In essence, robot calligraphy manipulation can be reframed as a multi-task learning problem. Considering the process of humans learning to write calligraphy, with the aim of replicating existing masterpieces as faithfully as possible, writing a single character is a task. The common structure lying underneath is the knowledge of the way a character is composed of multiple strokes and how a brush will deform according to dexterous manipulation of a human hand, in addition to how inky brush interacts with the absorbent paper to leave footprints on it.
From a different perspective, the problem can be reframed as hierarchical RL, with a lower-level policy in charge of writing basic strokes (e.g. ㇐㇑㇒㇏丶), or a bit more complex ones (e.g.㇁㇢㇂乛㇕㇆㇗㇘𠄌亅𠃋㇙𡿨㇅𠃑乚㇠㇈㇉㇊ㄣ㇇乁⺄㇌㇋㇎𠄎), and a higher-level policy providing location, scale, and shape information for the lower-level policy.
Considering the difficulty of devising a proper reward function for RL, the problem can also be naturally viewed as learning to reach goals or goal-conditioned RL, in which each image of different character in different style is the goal.

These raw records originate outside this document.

PR #5274, opened 2026-05-21
Issue #7136: Add html5_upload to backdrop_merged_modules to prevent enabling

### LINKED ISSUE #7136: Fixed adding html5_upload to backdrop_merged_modules() list
## Description of the bug

Follow-up to https://github.com/backdrop/backdrop-issues/issues/440, where multi-upload functionality has finally landed in core. 🎉 

But for whatever reason we totally missed to add it to function backdrop_merged_modules() and that would be important, as the module breaks. More specifically - uploading into fields with cardinality > 1 won't work anymore.

## Steps To Reproduce

1. Update to Backdrop 1.34.0
2. See the message that the contrib module got disabled
3. Go to admin/modules and try to enable it again

## Actual behavior

You can enable it.

## Expected behavior

You shouldn't be able to.

## Additional information

Let's add the module [here](https://github.com/backdrop/backdrop/blob/1.x/core/includes/module.inc#L1018)

indigoxela:
Fixes https://github.com/backdrop/backdrop-issues/issues/7136

### DIFF
--- a/core/includes/module.inc
+++ b/core/includes/module.inc
@@ -1029,6 +1029,7 @@ function backdrop_merged_modules() {
     'book_cache', // Backdrop 1.32.0.
     'views_ajax_history', // Backdrop 1.34.0.
     'file_entity_inline', // Backdrop 1.34.0.
+    'html5_upload', // Backdrop 1.34.0.
   );
 }
 


quicksketch:
Thank you @indigoxela! Merged into 1.x and 1.34.x.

The process of human calligraphy learning reminds us of utilizing a curriculum to facilitate learning.
For example, one usually starts from writing simple strokes with the aim to copy the shape of some basic strokes in classic masterpieces.
After becoming familiar with manipulating brush to replicate basic strokes, one would learn to write the whole character usually by looking at an ancient masterpiece and trying to imitate them, during which one have to parse the stroke order of each character, write each stoke on paper in the proper position, and determine the suitable locomotion so that the shape of the written character best resembles the one in the masterpiece.

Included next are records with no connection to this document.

PR #5278, opened 2026-05-27
Issue 7144. Load layout.admin.css in the default group.

### LINKED ISSUE #7144: Fixed placement of "View page" button on Layouts
## Description of the bug

The "View page" button in the Manage Block page for Layout pages looks misplaced. See image:

Image

This problem started after  https://github.com/backdrop/backdrop/pull/5212 was merged
## Steps To Reproduce

To reproduce the behavior:
1. Open `admin/structure/layouts/manage/home`

## Actual behavior
The "View page" button is placed outside the frame.

## Expected behavior

The button placed in the right place. Like this:

Image

## Additional information

This problem started when  https://github.com/backdrop/backdrop/pull/5212 was merged. In previous versions of Backdrop, the file `layout.admin.css` was loaded after `dropbutton.css`. The rule for `.edit-layout-top .dropbutton-wrapper` "won" in previous versions. Now, this rule is defeated by `.js .dropbutton-wrapper` with its `width: auto`, which creates the problem.

That PR created the new library `layout.admin`. Previously, `layout.admin.css` was loaded individually in several places. By creating this library, the PR inadvertently modified the order in which these css files are loaded.

I think the issue here may be the rule that targets the `dropbutton-wrapper` itself. Changing the order of the CSS loading should not affect the UI.

This was first reported on [Zulip](https://backdrop.zulipchat.com/#narrow/channel/218635-Backdrop/topic/Backdrop.201.2E34.2E0/near/597948314)[#Backdrop > Backdrop 1.34.0 @ 💬](https://backdrop.zulipchat.com/#narrow/channel/218635-Backdrop/topic/Backdrop.201.2E34.2E0/near/597948314)

argiepiano:
Fixes https://github.com/backdrop/backdrop-issues/issues/7144

### DIFF
--- a/core/modules/layout/layout.module
+++ b/core/modules/layout/layout.module
@@ -1020,7 +1020,9 @@ function layout_library_info() {
     'title' => 'Layout administration',
     'version' => BACKDROP_VERSION,
     'css' => array(
-      $path . '/css/layout.admin.css' => array(),
+      $path . '/css/layout.admin.css' => array(
+        'group' => CSS_THEME,
+      ),
     ),
     'js' => array(
       $path . '/js/layout.admin.js' => array(),
--- a/core/modules/layout/layout.module
+++ b/core/modules/layout/layout.module
@@ -1021,7 +1021,7 @@ function layout_library_info() {
     'version' => BACKDROP_VERSION,
     'css' => array(
       $path . '/css/layout.admin.css' => array(
-        'group' => CSS_THEME,
+        'group' => CSS_DEFAULT,
       ),
     ),
     'js' => array(


core/modules/layout/layout.module
```diff
@@ -1020,7 +1020,9 @@ function layout_library_info() {
     'title' => 'Layout administration',
     'version' => BACKDROP_VERSION,
     'css' => array(
-      $path . '/css/layout.admin.css' => array(),
+      $path . '/css/layout.admin.css' => array(
+        'group' => CSS_THEME,
```
indigoxela: Didn't find the time to thoroughly test that, yet, but moving that file to the "theme" group might introduce new problems.

Would setting a "weight" be an option?

Edit: no, weight can't do the trick.

indigoxela: Much better to restore to CSS_DEFAULT :+1: resolved!

indigoxela:
@argiepiano I think, the PR title needs clarification "in the theme group" should actually be "in the default group". But that's only about the title. :wink:

argiepiano:
Title changed. Thanks

laryn:
Thanks! Merged into 1.x and 1.34.x.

After one has acquired the ability to write any character in the style of one masterpiece, one would then try to write other masterpieces in multiple different styles, usually by a different calligrapher or by the same calligrapher in different stages of life.
There are multiple sets of input/output relationships with different complexity and should be treated differently.
- a calligraphy/painting synthesizing program
- real calligraphy samples / written images in one single style
- Output: a brush-control policy that produce trajectories to write any character in the training set with minimal reconstruction error
This I/O relationship yields a template fitting problem. Here are some limitations:
the agent has no idea of the temporal relation of strokes and can only learn to minimize the discrepancy between writing results and those in the training set. The agent cannot write any unseen character. We can mitigate this by providing the agent with existing stroke order knowledge.
The quality of character images written by the agent is highly limited by the fidelity of the synthesizing program. There is a huge sim2real gap to deploy the control policy on a real robot manipulator. As one amenable way, we can use real-world calligraphy writing videos (optionally plus captured movement data) to learn a realistic brush dynamics model, i.e. predicting how the brush deforms w.r.t action, which is not nontrivial because of the challenges in learning the following things:
- the 3D shape of the deformable brush tuft is not regular, esp. when it is rotated
- forking of brush-head hairs, esp. when there is little ink
- frictional effect with different pressing force and moving velocity
- the diffusion of ink in the paper
It is pragmatic to learn a control policy using simulator with an immature brush model and then fine-tuning it with real-world data, because it would be too difficult for neural net models to approximate complex physics rules considering the difficulties mentioned above. In other words, we inject inductive bias by using a simulator to inform the agent of how the brush deform and how it leaves a ink footprint on the paper.
- a calligraphy synthesizing program (same as in Scenario I)
- calligraphy images in one or multiple style(s)
- font file(s)
- Output: a policy that can write any character supported by the font, with any style in the training dataset
This I/O relationship makes the resulting policy more useful. For example, because we can obtain all images of characters in an encoding(e.g. GB 2132), we can build a customized font easily, alleviate the tedious job of designing of thousands of Chinese characters.
Or, as a replacement for printers, we can use a robot arm to write in one’s own handwriting style in an indefatigable manner. (As an aside, this is really useful when a teacher penalize a student and force it to copy-write an array of paragraphs or passages, which is very normal in Chinese primary schools and high schools)
Starting from a coarse trajectory extracted by skeletonizing the font-rendered image of any character, we can optimize the trajectory, so that its execution on a robot will yield a written character image that matches a designated style. With those expert trajectories data, in addition those collected using a random policy, we can utilize an offline RL algorithm to obtain an expert policy.
It has been shown that a huge convolutional deep neural net can mimic the behavior of a parameterized painting program(such as libmypaint) as shown in Stylized Neural Painting. That is to say, given a tuple of stroke parameters including position and color, a neural net can output an image that resembles rendered image. So if we collect the scene image and corresponding locomotion data, there is also a chance that we learn a neural brush model, which could have far better image quality and accuracy than hand-crafted brush models proposed in multiple previous works[1, 2].